= Information supplied =
Issue #5446, opened 2020-10-01
Proposal for new global parameter to execute PHP code


austinginder:
The global argument `--require` is useful in a wide range of situations however I would like a easy way to run simple PHP code without having to create a file. Considering WP-CLI has native commands `wp eval <php-code>` and `wp eval-file <file>`, I propose a new separate global argument for running arbitrary PHP code.

Now I'd rather not break existing workflows so maybe `--require=<file>` could remain as-is and a new global argument be introduced for running code. How about something like `--require-code=<php-code>`. 

With this we could simply do something like `wp plugin update --all --require-code="define( 'WP_ADMIN', true );"` and would be a fair solution for this common issue https://github.com/wp-cli/extension-command/issues/106. Would also be useful for a wide range of situations.

Ideas or thoughts?

An alternative cleaner idea would be to make `--require` smart. It could hunt for a PHP file to require, if not found, it could maybe try and see if it's PHP and run that? I'm not sure.

schlessera:
The `--require` comes from the `require` and `include` PHP language constructs, which are specifically about loading external files. In that regard, `--require-code` does not make sense to me.

How about one of these instead:

* `--exec`
* `--eval`
* `--run`
* `--extra-php`

austinginder:
Makes sense. I like the simplicity of `--run`. I can attempt to do some development for this, if acceptable.

schlessera:
Yes, I see value in this addition, so please go ahead with development if you can find the time.

I'm not entirely sold on the `--run` flag, as I think it sounds like it would be the main action to process. But what we actually want to convey is that we provide a kind of preparatory piece of logic, not the main course.

But we can easily change the name of the flag later on, that shouldn't be a blocker for now.

austinginder:
I'm not tied to any particular name for this new argument. Looks like `--extra-php` is going to run into conflicts for the `wp config` commands. I'm going to use `--eval` for sake of coding purposes. If that needs changed, let me know. I went ahead and finished a first draft. I started by duplicating the `--require` argument and made a new one called `--eval`. Here are a few examples of how that might work.

`wp --eval="define( 'WP_ADMIN', true );" eval "echo WP_ADMIN;"`

Expected response `1`

It can also handle multiple arguments like so:

[...]

PR #5454, opened 2020-10-15
Add global parameter for executing php

austinginder:
Initial development for new global parameter for executing php code. See #5446.


schlessera (approved):

schlessera:
Good work, @austinginder, thanks for the PR!

PR #5455, opened 2020-10-16
Only suppress global parameters if set as true

### LINKED ISSUE #5453: Global parameters are always suppressed
The code in https://github.com/wp-cli/wp-cli/pull/5423 does not seem to work correctly. Even though the Behat tests are passing, on my machine it always suppresses the global parameters, no matter the state of the environment variable.

austinginder:
Fixes #5453


thrijith (approved):
LGTM, thanks for the PR @austinginder !

PR #5457, opened 2020-10-24
Fix non static methods in Extractor_Test class call statically

ediamin:
The non static `create_test_directory_structure` and `recursive_scandir` methods in `Extractor_Test` class are called statically in same class in other methods. This PR just add static keyword to those methods and fix the problem.


schlessera (approved):

schlessera:
Thanks for the PR, @ediamin !

PR #519, opened 2019-08-05
Adds directWrite(0) at end of B11

madgrizzle:
Adds a directWrite(0) at end so motors are stopped.  They would stop on their own after the next move command is issued (typically where slack is reintroducted) but for some reason, currently unknown, the chain length measurement B10 function isn't working consistently and the motors keep getting pulled.  B11 could use further tweeking (no need to send directWrites every iteration of the timing loop).

### DIFF
--- a/cnc_ctrl_v1/GCode.cpp
+++ b/cnc_ctrl_v1/GCode.cpp
@@ -285,6 +285,12 @@ byte  executeBcodeLine(const String& gcodeLine){
             execSystemRealtime();
             if (sys.stop){return STATUS_OK;}
         }
+        if (gcodeLine.indexOf('L') != -1){
+            leftAxis.motorGearboxEncoder.motor.directWrite(0);
+        }
+        else{
+            rightAxis.motorGearboxEncoder.motor.directWrite(0);
+        }
         bit_false(sys.state,STATE_POS_ERR_IGNORE);
         return STATUS_OK;
     }


blurfl:
I've tested this and confirm that it corrects the issue.
To test, set a macro to 'B11', disconnect the chains, and run the macro. Without the patch the motors run indefinitely; with the patchthey stop after threed second as intended.
@BarbourSmith, I think we should commit this patch immediately, before the Robot time period - **Excellent work**  @madgrizzle 💯

davidelang:
definitely a longstanding bug. If it says it runs the motors for X time it 
should stop them after that time.

while you are thinking about this code, could you make it so that both motors 
can be given a speed in one statement?

David Lang

blurfl:
>while you are thinking about this code, could you make it so that both motors can be given a speed in one statement?
How about capturing that in a new issue? That would be a feature, this is a bug fix.

BarbourSmith:
Awesome work 👍👍👍👍

BarbourSmith:
Now how did we introduce this bug?

davidelang:
On Tue, 6 Aug 2019, BarbourSmith wrote:

> Now how did we introduce this bug?

I think it's always been there. But it was papered over by the fact that we only 
used this during calibration.

there was a change to logging in the holey triangular branch that caused some 
logs to be supressed, making it so GC never saw the completion of the command 
after this (the measurement) and so never issued the command following to 
release slack.

David Lang

PR #524, opened 2019-08-13
Initialize sys.feedrate to 400 mm/min

madgrizzle:
sys.feedrate was not being initialized and resulted in a feed rate of 1 mm/min when gcode was sent without a feed rate (if no other feed rate had been previously sent).  This sets the feedrate to 400 mm/min (half of the maximum feed rate).  It appears to me that the firmware works in metric so this should be appropriate .


blurfl:
This works as advertised, in inches as well as mm. 👍

A thought, though, how about using the sysSettings.maxfeed?

```    
sys.feedrate = sysSettings.maxFeed / 2.0;
```

davidelang:
I agree, half of the max feed setting would be better than have of the max that 
we think of as the machine limit.

madgrizzle:
modified.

= Your assignment =
Retype the material above from start to finish without any changes.

= The completed task =
Issue #5446, opened 2020-10-01
Proposal for new global parameter to execute PHP code


austinginder:
The global argument `--require` is useful in a wide range of situations however I would like a easy way to run simple PHP code without having to create a file. Considering WP-CLI has native commands `wp eval <php-code>` and `wp eval-file <file>`, I propose a new separate global argument for running arbitrary PHP code.

Now I'd rather not break existing workflows so maybe `--require=<file>` could remain as-is and a new global argument be introduced for running code. How about something like `--require-code=<php-code>`. 

With this we could simply do something like `wp plugin update --all --require-code="define( 'WP_ADMIN', true );"` and would be a fair solution for this common issue https://github.com/wp-cli/extension-command/issues/106. Would also be useful for a wide range of situations.

Ideas or thoughts?

An alternative cleaner idea would be to make `--require` smart. It could hunt for a PHP file to require, if not found, it could maybe try and see if it's PHP and run that? I'm not sure.

schlessera:
The `--require` comes from the `require` and `include` PHP language constructs, which are specifically about loading external files. In that regard, `--require-code` does not make sense to me.

How about one of these instead:

* `--exec`
* `--eval`
* `--run`
* `--extra-php`

austinginder:
Makes sense. I like the simplicity of `--run`. I can attempt to do some development for this, if acceptable.

schlessera:
Yes, I see value in this addition, so please go ahead with development if you can find the time.

I'm not entirely sold on the `--run` flag, as I think it sounds like it would be the main action to process. But what we actually want to convey is that we provide a kind of preparatory piece of logic, not the main course.

But we can easily change the name of the flag later on, that shouldn't be a blocker for now.

austinginder:
I'm not tied to any particular name for this new argument. Looks like `--extra-php` is going to run into conflicts for the `wp config` commands. I'm going to use `--eval` for sake of coding purposes. If that needs changed, let me know. I went ahead and finished a first draft. I started by duplicating the `--require` argument and made a new one called `--eval`. Here are a few examples of how that might work.

`wp --eval="define( 'WP_ADMIN', true );" eval "echo WP_ADMIN;"`

Expected response `1`

It can also handle multiple arguments like so:

[...]

PR #5454, opened 2020-10-15
Add global parameter for executing php

austinginder:
Initial development for new global parameter for executing php code. See #5446.


schlessera (approved):

schlessera:
Good work, @austinginder, thanks for the PR!

PR #5455, opened 2020-10-16
Only suppress global parameters if set as true

### LINKED ISSUE #5453: Global parameters are always suppressed
The code in https://github.com/wp-cli/wp-cli/pull/5423 does not seem to work correctly. Even though the Behat tests are passing, on my machine it always suppresses the global parameters, no matter the state of the environment variable.

austinginder:
Fixes #5453


thrijith (approved):
LGTM, thanks for the PR @austinginder !

PR #5457, opened 2020-10-24
Fix non static methods in Extractor_Test class call statically

ediamin:
The non static `create_test_directory_structure` and `recursive_scandir` methods in `Extractor_Test` class are called statically in same class in other methods. This PR just add static keyword to those methods and fix the problem.


schlessera (approved):

schlessera:
Thanks for the PR, @ediamin !

PR #519, opened 2019-08-05
Adds directWrite(0) at end of B11

madgrizzle:
Adds a directWrite(0) at end so motors are stopped.  They would stop on their own after the next move command is issued (typically where slack is reintroducted) but for some reason, currently unknown, the chain length measurement B10 function isn't working consistently and the motors keep getting pulled.  B11 could use further tweeking (no need to send directWrites every iteration of the timing loop).

### DIFF
--- a/cnc_ctrl_v1/GCode.cpp
+++ b/cnc_ctrl_v1/GCode.cpp
@@ -285,6 +285,12 @@ byte  executeBcodeLine(const String& gcodeLine){
             execSystemRealtime();
             if (sys.stop){return STATUS_OK;}
         }
+        if (gcodeLine.indexOf('L') != -1){
+            leftAxis.motorGearboxEncoder.motor.directWrite(0);
+        }
+        else{
+            rightAxis.motorGearboxEncoder.motor.directWrite(0);
+        }
         bit_false(sys.state,STATE_POS_ERR_IGNORE);
         return STATUS_OK;
     }


blurfl:
I've tested this and confirm that it corrects the issue.
To test, set a macro to 'B11', disconnect the chains, and run the macro. Without the patch the motors run indefinitely; with the patchthey stop after threed second as intended.
@BarbourSmith, I think we should commit this patch immediately, before the Robot time period - **Excellent work**  @madgrizzle 💯

davidelang:
definitely a longstanding bug. If it says it runs the motors for X time it 
should stop them after that time.

while you are thinking about this code, could you make it so that both motors 
can be given a speed in one statement?

David Lang

blurfl:
>while you are thinking about this code, could you make it so that both motors can be given a speed in one statement?
How about capturing that in a new issue? That would be a feature, this is a bug fix.

BarbourSmith:
Awesome work 👍👍👍👍

BarbourSmith:
Now how did we introduce this bug?

davidelang:
On Tue, 6 Aug 2019, BarbourSmith wrote:

> Now how did we introduce this bug?

I think it's always been there. But it was papered over by the fact that we only 
used this during calibration.

there was a change to logging in the holey triangular branch that caused some 
logs to be supressed, making it so GC never saw the completion of the command 
after this (the measurement) and so never issued the command following to 
release slack.

David Lang

PR #524, opened 2019-08-13
Initialize sys.feedrate to 400 mm/min

madgrizzle:
sys.feedrate was not being initialized and resulted in a feed rate of 1 mm/min when gcode was sent without a feed rate (if no other feed rate had been previously sent).  This sets the feedrate to 400 mm/min (half of the maximum feed rate).  It appears to me that the firmware works in metric so this should be appropriate .


blurfl:
This works as advertised, in inches as well as mm. 👍

A thought, though, how about using the sysSettings.maxfeed?

```    
sys.feedrate = sysSettings.maxFeed / 2.0;
```

davidelang:
I agree, half of the max feed setting would be better than have of the max that 
we think of as the machine limit.

madgrizzle:
modified.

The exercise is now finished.